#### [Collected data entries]
PR #2594, opened 2026-06-11
fix(analytics): Harden analytics setup

charlesvien:
## Changes

1. Pass main-minted session id via additionalArguments and init PostHog synchronously
2. Bind AnalyticsBootContribution first so init runs before render and all effects
3. Gate boot-time analytics reset on bootstrapComplete to stop wiping the persisted distinct_id
4. Fire buffered flag listeners at init so cached flag values apply without waiting for /flags
5. Remove now-unused getSessionId tRPC procedure
6. Add tests for the reset gate and listener buffering

## How did you test this?

Manually

## Automatic notifications

- [ ] Publish to changelog?
- [ ] Alert Sales and Marketing teams?

PR #2654, opened 2026-06-13
fix(agent): Surface real session-init errors and kill leaked CLIs

charlesvien:
## Problem

Connecting to an agent could fail with a generic **"Internal error"** that named no cause, retried every ~30s, and left orphaned `claude` subprocesses behind. The real failure — a 30s session-init timeout in `ClaudeAcpAgent.createSession` — was thrown as a plain `Error`, which the ACP layer collapses into a JSON-RPC `-32603 "Internal error"` (real text buried in `data.details`) before it reaches the logs or UI.

## Changes

1. Throw a descriptive `RequestError` (not a plain `Error`) at the three session-init timeout sites so the real message survives the ACP/tRPC boundary instead of becoming "Internal error"
2. Abort the timed-out query (`abortController.abort()` + `query.close()`) so the `claude` subprocess can't leak and pile up under the retry loop
3. Surface `data.details` in the host-side "Failed to create session" log so the exported log names the actual cause for any other masked error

#### [Exercise prompt]
Within the data above, how many lines include the word "details"? Respond with the number only.

#### [Expected answer]
2